Posted Jun 24 2009 7:01pm
Chronic myeloproliferative disorders (CMPD) are classified according to the WHO classification of 2001 as polycythemia vera (PV), chronic idiopathic myelofibrosis (CIMF), essential thrombocythemia (ET), CMPD/unclassifiable (CMPD-U), chronic neutrophilic leukemia, and chronic eosinophilic leukemia (CEL)/hypereosinophilic syndrome, all to be delineated from BCR/ABL-positive chronic myeloid leukemia (CML). I consider both cytogenetics and flow as not med. appropriate for diagnosis of CMPD. Clonal aberrations are found in 10% of patients with suspected CMPD establishing the diagnosis of a malignant disease but not allowing a secure diagnosis of any particular type of CMPD. A bone marrow would need to be repeated for that to be accomplished.
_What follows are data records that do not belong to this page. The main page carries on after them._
PR #2899, opened 2020-06-11
Remove unnecessary "istio namespace" prom queries in graph generation

### LINKED ISSUE #2891: Remove unnecessary "istio namespace" prom queries in graph generation
In telem V2, and actually I think in later versions of mixer, Istio telemetry no longer generates intra-istio service traffic telemetry.  In graph generation we had special-case support to capture this telemetry when the user selected the istio-system namespace (or whichever ns was configured for the control plane).

We can remove this support, simplify the code, and make the slight perf improvement.

jshaughn:
With istiod (maybe even before given the overhead) Istio no longer reports  telemetry between its components. It also no longer offers component deployment across namespaces. This removes a bunch of special case code dealing with the internal istio time-series.  Note that things like the ingress and egress gateways are unaffected.

Fixes #2891


graph/types.go
```diff
@@ -13,6 +13,7 @@ const (
 	GraphTypeVersionedApp string = "versionedApp"
 	GraphTypeWorkload     string = "workload"
 	NodeTypeApp           string = "app"
+	NodeTypeOperation     string = "operation" // The special request_operation aggregate node
 	NodeTypeService       string = "service"
```
jmazzitelli, line 17: This is unrelated to this PR (which should just be about removing the component namespace stuff) so this should be reverted. This "operation" thing is for the upcoming work on the experimental metric classification stuff.

jshaughn: good catch, looks like I had PR spillage... Fixed.

jshaughn:
@mattmahoneyrh This is a code removal, just looking to ensure no graph regressions, with and without the istio namespace selected.

Issue #2897, opened 2020-06-11
Display throughput on the graph edges


sebcrozet:
**Is your feature request related to a problem? Please describe.**
My distributed system follows a producer-consumer logic. In order to identify the bottlenecks, I need to be able to visualize the throughput of each service (in kB/sec, the request rate is not relevant in my case).

**Describe the solution you'd like**
Right now Kiali allows the display of the number of requests per second on the graph edges. An option to display the throughput (kB per second) instead would be great.

**Describe alternatives you've considered**
I can go into the details of each service to see their inbound/outbound metrics but this makes it difficult to get a global view of the system.

jshaughn:
@sebcrozet Note that the request rates for HTTP/GRPC edges are requestsPerSecond but for TCP edges the request rates are in bytesPerSecond (for bytes sent).  

Does that help you in any way?  Or are you trying to get response data size information?

jotak:
@jshaughn this is indeed something that we don't query from prometheus but it's available to us. That's valid for graph stats as well as for metrics details pages.

Currently we only use the `istio_request_bytes` metric to get histogram distribution, which gives us the average / median / percentiles of request sizes. However these metrics can also provide throughput:

- For histogram distribution, as we currently do, it's queried as something like: `histogram_quantile(0.99, sum(rate(istio_request_bytes_bucket[1m])) by (le))`

- For throughput, we could query something like: `rate(istio_request_bytes_sum[1m])`

So, +1 for me to add these stats, both in graph and metrics pages

jotak:
I did a quick capture of how it would be in Metrics page:

![Capture d’écran de 2020-06-15 14-38-50](https://user-images.githubusercontent.com/2153442/84658974-fe5efa00-af16-11ea-853b-038f77fcad1a.png)

jshaughn:
@jotak This could be done for graph edges by adding a new appender and a display option to toggle its use (the same as we do for response time).  Let's also wait for @sebcrozet to be specific about request/response data throughput.  When it's well-defined we can add to the backlog.  Of course a contribution would be welcome as well.

lucasponce:
I think this is valid.
Adding an optional appender to show request and response throughput in the graph to be in parity of metrics info is useful.

Perhaps that may need also to update the sidepanel charts that are also focused on operations per sec in http+gRPC.

TCP traffic already provides a similar info.

jshaughn:
@sebcrozet Are you still out there?  Is this something you would still like to see?

[...]

PR #2912, opened 2020-06-17
Add rq/rs throughput in metrics page

jotak:
Related to https://github.com/kiali/kiali/issues/2897

Fix / add tests

### DIFF
--- a/business/dashboards.go
+++ b/business/dashboards.go
@@ -111,11 +111,29 @@ func getIstioCharts(durationMillis bool) []istioChart {
 		},
 		{
 			Chart: kmodel.Chart{
+				Name:  "Request throughput",
+				Unit:  "bitrate",
+				Spans: 6,
+			},
+			refName: "request_throughput",
+			scale:   8, // Bps to bps
+		},
+		{
+			Chart: kmodel.Chart{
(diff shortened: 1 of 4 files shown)


jotak:
Screenshot:
Capture d’écran de 2020-06-15 14-38-50



@lucasponce this is a small and interesting addition to add rq/rs throughput to the list of metrics.

Throughput adds value from requests per second in several situations ; for instance when streaming data or high volume of data per request, it can be an interesting metric.

lucasponce:
@jotak It looks great to me

lucasponce:
I've found something that is not related to this PR but perhaps worth to take a look.
From this PR I get the metrics:
image

But when I enable the spans:
image

The scale changes.

It seems correct, because:
image
image

The peak is shown in a very short scale when a single metric.

Anyway, the PR looks ok, just commenting this in case it may help for other refinment in the charts.

jotak:
Thanks @lucasponce 
About this spike that disappears: yet, this is a side-effect of having the y-axis autoscaled. A possibility could be to have y-axis always 0-based. It may not make sense for every metrics in general, but for the istio metrics that we display here, I think it should be fine.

Cytogenetics are potentially more useful but only if they demonstrate a phildelphia chromosome. Nowadays, PCR for BRC/ABL is the prefered test to do that and it can be performed on the marrow as well as blood. While some recent articles claim that one or another combination of cytigenetics and flow with other factors can diagnose CMPD, this has not been confirmed in prospective studies or recommended by guidelines. JAK2 mutation is more valuable than either of these two tests.
Kern W, Hiddemann W, Schnittger S, Schoch C.Conventional cytogenetics of myeloproliferative diseases other than CML contribute valid information, Ann Hematol. 2005 Apr;84(4):250-7. Epub 2005 Feb 4.